For Redding and her husband, family really does come first. "My husband and I both took a year off from medical school after we were married to get to know each other," she says. "We wanted to start things off on the right foot." When she was accepted into the preventive-health program at Johns Hopkins, she deferred her admission for a year in order to care for their first daughter, Hannah, born in 1992. Two years later, her second daughter, Kate, was born. "When I told people at the university that I was pregnant, I would hear, `But what will that do to your career?' I told them that it would actually help my career, because my focus was on mothers and children," says Redding. "They came around in the end.

"My family is my top priority, but that doesn't mean I let my career slide," she adds. "It's very much a juggling act to have a family and career, but it is doable. I always felt, `So what if I ended up getting a degree two years later than otherwise.' In the end, a year or two, one way or the other, doesn't make much difference."

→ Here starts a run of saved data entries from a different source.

PR #2261, opened 2023-12-20
Remove create_tld and update_tld commands

sarahcaseybot:
These commands are no longer necessary now that configure_tld command is available. However, the configure_tld command should only be used for crash, QA, and alpha environments. TLDs in production and sandbox must be modified using modifications to their config files in Gerrit unless using the configure_tld command in breakglass mode. Check the "How to configure TLDs" procedure doc for more info.

- - -
This change is [Reviewable](https://reviewable.io/reviews/google/nomulus/2261)


gbrodman (changes requested):
> *[Reviewable](https://reviewable.io/reviews/google/nomulus/2261)* status: all files reviewed, 1 unresolved discussion (waiting on @sarahcaseybot)

___
*[`-- commits` line 4 at r1](https://reviewable.io/reviews/google/nomulus/2261#-NmbaS5aCnsBJqNbNvH0):*
We should probably check in the ConfigureTldCommand that we're either not in prod/sandbox or that the breakglass flag is set right?

sarahcaseybot (commented):
> *[Reviewable](https://reviewable.io/reviews/google/nomulus/2261)* status: all files reviewed (commit messages unreviewed), 1 unresolved discussion (waiting on @CydeWeys)

___
*[`-- commits` line 4 at r1](https://reviewable.io/reviews/google/nomulus/2261#-NmbaS5aCnsBJqNbNvH0):*

We should probably check in the ConfigureTldCommand that we're either not in prod/sandbox or that the breakglass flag is set right?
</blockquote></details>

Just discussed this in 1:1 with @CydeWeys. Unfortunately, we cannot enforce forcing the breakglass flag in sandbox/production since Kokoro and Cloud Build run the command in those environments without the breakglass flag to actually sync TLDs. 

Decided to add a new flag to only be used by the build environment to indicate that the configureTldCommand is being run by the build environment and will make clear in documentation that human users should never use that flag. Then will modify the command to require either the build-environment flag or the breakglass flag to run in sandbox or production. I will add these changes in a follow-up PR.

gbrodman (approved):
> *[Reviewable](https://reviewable.io/reviews/google/nomulus/2261)* status: <span>:shipit:</span> complete! all files reviewed, all discussions resolved (waiting on @sarahcaseybot)

PR #2262, opened 2023-12-21
Bypass SCRYPT hashing in tests

jianglai:
SCRYPT is much computationally heavier than SHA265 (by design), which
resulted in test run time doubling due to most tests initializing canned
data that uses hashing.

Since out tests are not verifying the correctness of a specific hashing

After she earned her degree at Johns Hopkins in 1997, Redding and her family moved to Mansfield, Ohio, where she works between twenty and twenty-five hours per week for the Ohio Department of Health as the medical director for the Bureau of Children and Family Health Services, which oversees the management of both Title V (maternal and child health) and Title X (family planning) federal block-grant programs for the state. When she took the job, she was already pregnant with her third child, a son, David, who was born in February 1999.

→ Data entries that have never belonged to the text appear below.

PR #2271, opened 2024-01-04
Check BSA block status in CheckApi

weiminyu:
Checks for and reports BSA block status if the name is not registered or reserved.

Also moves CheckApiActionTest to standardTest. Whatever problem forcing it to another suite has apparently disappeared.

### DIFF
--- a/core/build.gradle
+++ b/core/build.gradle
@@ -38,7 +38,6 @@ def jsDir = "${project.projectDir}/src/main/javascript"
 def outcastTestPatterns = [
     // Problem seems to lie with AppEngine TaskQueue for test.
     "google/registry/batch/RefreshDnsOnHostRenameActionTest.*",
-    "google/registry/flows/CheckApiActionTest.*",
     "google/registry/flows/EppLifecycleHostTest.*",
     "google/registry/flows/domain/DomainCreateFlowTest.*",
     "google/registry/flows/domain/DomainUpdateFlowTest.*",
--- a/core/src/main/java/google/registry/flows/CheckApiAction.java
+++ b/core/src/main/java/google/registry/flows/CheckApiAction.java
@@ -16,12 +16,14 @@ package google.registry.flows;
 
 import static com.google.common.base.Strings.nullToEmpty;
 import static com.google.common.net.HttpHeaders.ACCESS_CONTROL_ALLOW_ORIGIN;
+import static google.registry.flows.domain.DomainFlowUtils.isBlockedByBsa;
 import static google.registry.flows.domain.DomainFlowUtils.validateDomainName;
 import static google.registry.flows.domain.DomainFlowUtils.validateDomainNameWithIdnTables;
 import static google.registry.flows.domain.DomainFlowUtils.verifyNotInPredelegation;
 import static google.registry.model.tld.label.ReservationType.getTypeOfHighestSeverity;
 import static google.registry.model.tld.label.ReservedList.getReservationTypes;
 import static google.registry.monitoring.whitebox.CheckApiMetric.Availability.AVAILABLE;
+import static google.registry.monitoring.whitebox.CheckApiMetric.Availability.BSA_BLOCKED;
 import static google.registry.monitoring.whitebox.CheckApiMetric.Availability.REGISTERED;
 import static google.registry.monitoring.whitebox.CheckApiMetric.Availability.RESERVED;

In addition to her job and home responsibilities, Redding spends about eight hours each week volunteering for Community Health Access Program in Mansfield. "Under this model, a pregnant woman gets a visit every two weeks and then, close to the end, every week," she says. "The peer Community Health Advisers are trained to assess if there are any social, medical, or financial problems and then make appropriate referrals. We're the only program in the country like this that bills for its services. In our case, the changes in the welfare structure have actually worked to the benefit of the program's recipients.

"Although I miss aspects of clinical work, it's best for our family right now not to have two people on call at night," says Redding, whose husband is a pediatrician. "I feel very good about the work I do. I felt worse when I was a regular physician in an emergency room and saw abused or neglected kids. There really wasn't much I could do about their situation. Being able to do something ahead of time is much better."